DATA:
◆ ◆ ◆ ◆ ◆
PR #612, opened 2021-02-10
Load-order-fixing file names

maxitg:
## Changes

* Adds `A0$`, `A1$` and `A2$` prefixes to files that should be loaded before others.
* Without this, things like `declareMessage` and `declareMultihistoryTranslation` won't work because they need to loaded before other files.

## Comments

* I know this is ugly but until we have a custom package-loading system (which @taliesinb has been suggesting), I don't think there is a better option. Certainly, this is better than fiddling with file names.
* `Multihistory` will be `A2$` once implemented.
* I will also move loading of C++ functions to a separate file which will be in `A0$`, as I'm going to implement functions that will be used outside of `setSubstitutionSystem$cpp.m`.

---
This change is [Reviewable](https://reviewable.io/reviews/maxitg/setreplace/612)


taliesinb (approved):
I'm wondering if `_` would be a better character than `$`, since it doesn't have any shell-expansion meaning (for example). But will pre-approve to speed things up -- your call. 

> *[Reviewable](https://reviewable.io/reviews/maxitg/setreplace/612#-:-MT92C7R5c8q5Oae7I4K:b-6lx8nl)* status: 0 of 4 files reviewed, all discussions resolved (waiting on @taliesinb)

maxitg (commented):
I would be, but we cannot use it for the same reason we cannot start filenames with a number. The filename becomes part of the context, ``SetReplace`filename`PackagePrivate` ``, and context names cannot contain `_`.

> *[Reviewable](https://reviewable.io/reviews/maxitg/setreplace/612#-:-MTBO2U46v2UwZsE0iAB:b-5lyvot)* status: 0 of 4 files reviewed, all discussions resolved (waiting on @taliesinb)

PR #613, opened 2021-02-10
Separate file for libSetReplace loading

maxitg:
## Changes

* Moves the code that loads *libSetReplace* to a separate file.
* This will make it more natural to use *libSetReplace* outside of `setSubstitutionSystem$cpp`, for example, for path searching on directed hypergraphs which is needed for the `Multihistory` system.

## Comments

* Also renames `$cpp$function` to `cpp$function` to be more consistent with our conventions.
* Specific functions are still loaded where they are used with `importLibSetReplaceFunction` which is defined in `A01$libSetReplace.m`.
* The rough conventions for load-order naming:
  * `A0*` -> Loading code that is not specific to *SetReplace*.
  * `A1*` -> Utilities that are somewhat specific to *SetReplace* but could be moved to another package.
  * `A2*` -> Utilities that are specific to *SetReplace*, e.g., `style.m` and `Multihistory.m`.

## Examples

* Add explicit inputs and outputs (as screenshots in case of graphics) showcasing new functionality.

---
This change is [Reviewable](https://reviewable.io/reviews/maxitg/setreplace/613)


taliesinb (approved):
> Reviewed 4 of 4 files at r1.
> *[Reviewable](https://reviewable.io/reviews/maxitg/setreplace/613)* status: :shipit: complete! all files reviewed, all discussions resolved

PR #619, opened 2021-03-03
Adding "MaxDestroyerEvents" as a step spec to WolframModel (C++)

### LINKED ISSUE #611: MaxDestroyerEvents
### The problem

In project Yellowstone, the format for `Multihistory` generators will be

```wl
Generator[System[rules_], generatorArgs] @ init
```

Some possible choices for `Generator` would be `GenerateSingleHistory` and `GenerateFullMultihistory` (or `GenerateAllHistories`). These allow one to select between generating a single or a multihistory.

However, we need a generator that can interpolate between them such as

```wl
GenerateMultihistory[system_, selectionCondition_, ordering_, stoppingCondition_]
```

In order to switch between single and multihistories, we will need to specify `"MaxDestroyerEvents"`. If `"MaxDestroyerEvents" -> 1`, it's a single history, and if `"MaxDestroyerEvents" -> Infinity`, it's a multihistory.

So, to implement `GenerateMultihistory` completely, we need `"MaxDestroyerEvents"` stopping condition which we don't currently have.

### Possible solution

Before `GenerateMultihistory` is implemented, we can add `"MaxDestroyerEvents"` as a `WolframModel` stopping condition, e.g.,

```wl
WolframModel[{{1, 2}, {2, 3}} -> {{2, 3}, {2, 4}, {3, 4}, {2, 1}},
             {{1, 1}, {1, 1}},
             <|"MaxEvents" -> 5, "MaxDestroyerEvents" -> 2|>,
             "EventSelectionFunction" -> "MultiwaySpacelike"]
```

To implement this, one will need to roughly do the following:

In C++,
1. Get rid of `SystemType` and pass `maxDestroyerEvents` instead to the `Set` initialization.
2. Add an instance variable to `CausalGraph` to track the number of destroyer events per expression.
3. In `Set::replaceOnce`, modify the following code to perform `matcher_.removeMatchesInvolvingExpressions` and related operations once the limit from step (2) is reached:
https://github.com/maxitg/SetReplace/blob/9d3d7fb3f1d405a25c208c7a1b03a69223b95ae2/libSetReplace/Set.cpp#L102-L111

In Wolfram Language:
1. Add another step spec to `setSubstitutionSystem.m` (and, as a result, to `WolframModel`).
2. Pass it as an extra parameter to the second argument of `$cpp$setReplace` in `setSubstitutionSystem$cpp.m`.

### Additional context

Implementing `GenerateMultihistory` itself is a big refactoring and is separate from this feature (although requires it). There will be another issue for that.

daneelsan:
## Changes

* Closes #611.
* Adds the `"MaxDestroyerEvents"` (per expression) to `WolframModel` as a step specification:
```wl
WolframModel[{{1, 2}, {2, 3}} -> {{2, 3}, {2, 4}, {3, 4}, {2, 1}},
             {{1, 1}, {1, 1}},
             <|"MaxEvents" -> 5, "MaxDestroyerEvents" -> 2|>,
             "EventSelectionFunction" -> "MultiwaySpacelike"]
```

## Comments
* This works as follows:
The causal graph keeps track of how many destroyer events each expression has (`expressionsIDsToDestroyerEventsCount_`).
During evolution, we check if the destroyer event count of an expression (`causalGraph_.destroyerEventsCount(expressionID)`) exceeds the maximum allowed (`maxDestroyerEvents_`), and if it does, we eliminate that expression and matches related to that expression from the matcher. 

* Missing tests, both for C++ and WL.
* Missing documentation.

## Examples

* Notice how `"MaxDestroyerEvents"` is not a stopping condition, but behaves similar to an event selection function:
```wl
In[] := Table[
  WolframModel[
    {{1, 2}, {2, 3}} -> {{2, 3}, {2, 4}, {3, 4}, {2, 1}},
    {{1, 1}, {1, 1}},
    <|"MaxEvents" -> 5, "MaxDestroyerEvents" -> maxDestroyerEvents|>,
    "EventSelectionFunction" -> "MultiwaySpacelike"
    ]["ExpressionsEventsGraph", VertexLabels -> "Index"],
  {maxDestroyerEvents, {1, 2, Infinity}}] // GraphicsRow
```

MaxDestroyerEventsComparison

* This is also supported for `"EventSelectionFunction" -> None`:
 ```wl
In[] := Table[
  WolframModel[
    {{1, 2}, {2, 3}} -> {{2, 3}, {2, 4}, {3, 4}, {2, 1}},
    {{1, 1}, {1, 1}},
    <|"MaxEvents" -> 5, "MaxDestroyerEvents" -> maxDestroyerEvents|>,
    "EventSelectionFunction" -> None
    ]["ExpressionsEventsGraph", VertexLabels -> "Index"],
  {maxDestroyerEvents, {1, 2, 3, Infinity}}] // GraphicsRow
```
MaxDestroyerEventsComparison2

* `"MaxDestroyerEvent" -> 1`, for any `"EventSelectionFunction"`, behaves effectively as a singleway system:
```wl
In[] := Table[
  WolframModel[
    {{1, 2}, {2, 3}} -> {{2, 3}, {2, 4}, {3, 4}, {2, 1}},
    {{1, 1}, {1, 1}},
    <|"MaxEvents" -> 5, "MaxDestroyerEvents" -> 1|>,
    "EventSelectionFunction" -> esf
    ]["ExpressionsEventsGraph", VertexLabels -> "Index"],
  {esf, {"GlobalSpacelike", "MultiwaySpacelike", 
    None}}] // GraphicsRow
```
MaxDestroyerEventsComparison3

---
This change is [Reviewable](https://reviewable.io/reviews/maxitg/setreplace/619)


maxitg (changes requested):
Fantastic stuff!

We need documentation and tests in this PR, though, to maintain consistency. I think most of the tests should be on the C++ side so that we don't have to change them once we have the new API. (We need a few WL tests to test for error catching and that the WL API actually works.) And documentation can just add a few lines [here](https://github.com/maxitg/SetReplace/blob/master/Documentation/SymbolsAndFunctions/WolframModelAndWolframModelEvolutionObject/WolframModelAndWolframModelEvolutionObject.md#step-limiters).

> Reviewed 7 of 9 files at r1, 2 of 2 files at r2.
> *[Reviewable](https://reviewable.io/reviews/maxitg/setreplace/619#-:-MUtuDRsBipzO_boWZ_2:b58noig)* status: all files reviewed, 9 unresolved discussions (waiting on @aokellermann, @daneelsan, and @taliesinb)

___
*[Kernel/setSubstitutionSystem.m, line 45 at r2](https://reviewable.io/reviews/maxitg/setreplace/619#-MUtxI_PAhD6fKV1ZVjd:-MUtxI_PAhD6fKV1ZVje:bt2wzwh) ([raw file](https://github.com/maxitg/setreplace/blob/de49f5f09ca899b4b680ef599de60921f8ea0d09/Kernel/setSubstitutionSystem.m#L45)):*
> ```objc
> $maxEvents = "MaxEvents";
> $maxGenerationsLocal = "MaxGenerationsLocal";
> $maxDestroyerEvents = "MaxDestroyerEvents";
> ```

Do we actually need a value here, given that it's not a returnable termination reason?
___
*[libSetReplace/Event.cpp, line 38 at r2](https://reviewable.io/reviews/maxitg/setreplace/619#-MUtzZHhChxSQc5HEDVK:-MUtzZHhChxSQc5HEDVL:bw4s16i) ([raw file](https://github.com/maxitg/setreplace/blob/de49f5f09ca899b4b680ef599de60921f8ea0d09/libSetReplace/Event.cpp#L38)):*
> ```cpp
>                                      const std::vector<ExpressionID>& inputExpressions,
>                                      const int outputExpressionsCount) {
>     updateDestroyerEventsCount(inputExpressions);
> ```

I think it would be more clear to call this function `incrementDestroyerEventsCount`. `update...` sounds to me like it might be an idempotent function.
___
*[libSetReplace/Set.hpp, line 26 at r2](https://reviewable.io/reviews/maxitg/setreplace/619#-MUu0WuS6yZhsCnmSZw3:-MUu0WuS6yZhsCnmSZw4:bwcgs80) ([raw file](https://github.com/maxitg/setreplace/blob/3fd403fe49c97b009c06652409e12ecd7f0e0ffd/libSetReplace/Set.hpp#L26)):*
> ```cpp
>     NonPositiveAtoms,
>     AtomCountOverflow,
>     InvalidSystemType,
> ```

What will happen if someone passes a negative `maxDestroyerEvents` to the C++ API? Maybe, it makes sense to make it `uint64_t` to avoid internal argument checking.
___
*[libSetReplace/Set.cpp, line 109 at r2](https://reviewable.io/reviews/maxitg/setreplace/619#-MUtuHTUBY7MJqM4ZKwW:-MUtuHTUBY7MJqM4ZKwX:b-gbsqm0) ([raw file](https://github.com/maxitg/setreplace/blob/de49f5f09ca899b4b680ef599de60921f8ea0d09/libSetReplace/Set.cpp#L109)):*
> ```cpp
>     addExpressions(outputExpressionIDs, namedRuleOutputs);
> 
>     if (maxDestroyerEvents_ == 1) {  // @TODO: maxDestroyerEvents_ == 0
> ```

Don't forget about the TODO.
___
*[libSetReplace/Set.cpp, line 118 at r2](https://reviewable.io/reviews/maxitg/setreplace/619#-MUu2xRH8P-e7piKRTIY:-MUu2xRH8P-e7piKRTIZ:b26d4ru) ([raw file](https://github.com/maxitg/setreplace/blob/de49f5f09ca899b4b680ef599de60921f8ea0d09/libSetReplace/Set.cpp#L118)):*
> ```cpp
>       matcher_.deleteMatch(match);
>     } else {
>       // Only remove expressions whose destroyer events count exceed the maximum.
> ```

exceed -> reached
___
*[libSetReplace/Set.cpp, line 168 at r2](https://reviewable.io/reviews/maxitg/setreplace/619#-MUu5vuu-dueDEa7r2F8:-MUu5vuu-dueDEa7r2F9:bswo7xe) ([raw file](https://github.com/maxitg/setreplace/blob/de49f5f09ca899b4b680ef599de60921f8ea0d09/libSetReplace/Set.cpp#L168)):*
> ```cpp
> 
>  private:
>   Implementation(std::vector<Rule> rules,
> ```

We should add `const std::vector<Rule>& rules` here as well. The constructor below used to say `rules_(std::move(rules))`, but for some reason, I removed it a few months ago.
___
*[libSetReplace/Set.cpp, line 197 at r2](https://reviewable.io/reviews/maxitg/setreplace/619#-MUu3nNt8wLQZ4CKVJit:-MUu3nNuERUcMS7N2Ki6:b-lva5hl) ([raw file](https://github.com/maxitg/setreplace/blob/de49f5f09ca899b4b680ef599de60921f8ea0d09/libSetReplace/Set.cpp#L197)):*
> ```cpp
>   }
> 
>   std::vector<Rule> optimizeRules(std::vector<Rule> rules, int64_t maxDestroyerEvents) {
> ```

`const std::vector<Rule>& rules`
___
*[libSetReplace/Set.cpp, line 200 at r2](https://reviewable.io/reviews/maxitg/setreplace/619#-MUu70h17ZmMg_br_KLY:-MUu70h17ZmMg_br_KLZ:byapqgc) ([raw file](https://github.com/maxitg/setreplace/blob/de49f5f09ca899b4b680ef599de60921f8ea0d09/libSetReplace/Set.cpp#L200)):*
> ```cpp
>     if (maxDestroyerEvents == 1) {
>       /* EventSelectionFunction is set to All when maxDestroyerEvents is 1 because all concurrently matched
>         expressions are always spacelike, and All is much faster to evaluate. */
> ```

I think it would be useful to mention that in this case, `CausalGraph::SeparationTrackingMethod` is set to `None` in `separationTrackingMethod`. The real optimization is there, not here, and we need this `optimizeRules` to prevent it from breaking.
___
*[libSetReplace/test/Set_test.cpp, line 32 at r2](https://reviewable.io/reviews/maxitg/setreplace/619#-MUu80Cz7QdIdEBT803M:-MUu80Cz7QdIdEBT803N:b-yqu059) ([raw file](https://github.com/maxitg/setreplace/blob/de49f5f09ca899b4b680ef599de60921f8ea0d09/libSetReplace/test/Set_test.cpp#L32)):*
> ```cpp
> constexpr auto doNotAbort = []() { return false; };
> 
> const int64_t max64int = std::numeric_limits<int64_t>::max();
> ```

`constexpr`

daneelsan (commented):
Yes, I'll work on the tests :)

> *[Reviewable](https://reviewable.io/reviews/maxitg/setreplace/619#-:-MV9NB97-VIFERthsg6C:bo4qw6n)* status: 2 of 9 files reviewed, 9 unresolved discussions (waiting on @aokellermann, @maxitg, and @taliesinb)

___
*[Kernel/setSubstitutionSystem.m, line 45 at r2](https://reviewable.io/reviews/maxitg/setreplace/619#-MUtxI_PAhD6fKV1ZVjd:-MV9NMoD7vAUCMx2hUti:b-hn1ppj) ([raw file](https://github.com/maxitg/setreplace/blob/2e56807a37611a957849c7c7fbba42b1d1e6e3af/Kernel/setSubstitutionSystem.m#L45)):*

Do we actually need a value here, given that it's not a returnable termination reason?
</blockquote></details>

Right, removed.
___
*[libSetReplace/Event.cpp, line 38 at r2](https://reviewable.io/reviews/maxitg/setreplace/619#-MUtzZHhChxSQc5HEDVK:-MV9NXMG3Qk8B3GiCUAM:b-896fix) ([raw file](https://github.com/maxitg/setreplace/blob/2e56807a37611a957849c7c7fbba42b1d1e6e3af/libSetReplace/Event.cpp#L38)):*

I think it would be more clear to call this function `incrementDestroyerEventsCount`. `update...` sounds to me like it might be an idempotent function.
◆ ◆ ◆ ◆ ◆
ACTIVITY:
The lines to retype run from the start of the entries through the line containing "I would be, but"; reproduce them exactly and add nothing.

OUTPUT:
PR #612, opened 2021-02-10
Load-order-fixing file names

maxitg:
## Changes

* Adds `A0$`, `A1$` and `A2$` prefixes to files that should be loaded before others.
* Without this, things like `declareMessage` and `declareMultihistoryTranslation` won't work because they need to loaded before other files.

## Comments

* I know this is ugly but until we have a custom package-loading system (which @taliesinb has been suggesting), I don't think there is a better option. Certainly, this is better than fiddling with file names.
* `Multihistory` will be `A2$` once implemented.
* I will also move loading of C++ functions to a separate file which will be in `A0$`, as I'm going to implement functions that will be used outside of `setSubstitutionSystem$cpp.m`.

---
This change is [Reviewable](https://reviewable.io/reviews/maxitg/setreplace/612)


taliesinb (approved):
I'm wondering if `_` would be a better character than `$`, since it doesn't have any shell-expansion meaning (for example). But will pre-approve to speed things up -- your call. 

> *[Reviewable](https://reviewable.io/reviews/maxitg/setreplace/612#-:-MT92C7R5c8q5Oae7I4K:b-6lx8nl)* status: 0 of 4 files reviewed, all discussions resolved (waiting on @taliesinb)

maxitg (commented):
I would be, but we cannot use it for the same reason we cannot start filenames with a number. The filename becomes part of the context, ``SetReplace`filename`PackagePrivate` ``, and context names cannot contain `_`.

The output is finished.